PR #208, opened 2019-10-03
Use map + lodash.flatten instead of flatMap for compatibility reasons

mjlumetta:
`flatMap` was causing an error somewhere towards the end of the build script. this replaces it with a more broadly compatible version of the same operations

### DIFF
--- a/SitemapBuilderWebpackPlugin.js
+++ b/SitemapBuilderWebpackPlugin.js
@@ -28,12 +28,12 @@ const vm = require('vm');
 const fs = require('fs');
 
 class SitemapBuilderPlugin {
-
   constructor(options) {
     if (typeof options === 'undefined' || !options.routesFile) {
       console.error('To use SitemapBuilderPlugin you must provide an options object with routesFile as a property')
     }
     this.routesFile = options.routesFile;
+    this.polyfillsFile = options.polyfillsFile;
     this.verbose = options.verbose || false;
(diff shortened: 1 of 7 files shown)


dvogel:
These changes are ok but we could avoid the dependency by using this pattern: https://developer.mozilla.org/en-US/docs/Web/JavaScript/Reference/Global_Objects/Array/flatMap#Alternative

Alternatively, do we just need a polyfill for this function? AFAIK it's a standardized function for esNext.

mjlumetta:
> These changes are ok but we could avoid the dependency by using this pattern: https://developer.mozilla.org/en-US/docs/Web/JavaScript/Reference/Global_Objects/Array/flatMap#Alternative
>
> Alternatively, do we just need a polyfill for this function? AFAIK it's a standardized function for esNext.

yeah @dvogel any of these are fine. i just realized why this error is coming up in the build at the end of the build - it's coming from the `SitemapBuilderWebpackPlugin`, which doesn't have the polyfills file as an entry point. so the polyfill isn't entirely straightforward, but i can do it. and it might already be covered by the babel polyfill but polyfills aren't present in that context either way. so, can do the reduce/concat quickly if you'd prefer, and will take a look at the polyfills.

mjlumetta:
@dvogel never mind, the polyfill thing turned out to be pretty easy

• • • •

◆ **TASK REQUIREMENTS**
Of the entries above, transcribe exactly those lines that fall between the line containing "--- a/SitemapBuilderWebpackPlugin.js" and the line containing "if (typeof options", together with those two lines.

◆ **ANSWER**
--- a/SitemapBuilderWebpackPlugin.js
+++ b/SitemapBuilderWebpackPlugin.js
@@ -28,12 +28,12 @@ const vm = require('vm');
 const fs = require('fs');
 
 class SitemapBuilderPlugin {
-
   constructor(options) {
     if (typeof options === 'undefined' || !options.routesFile) {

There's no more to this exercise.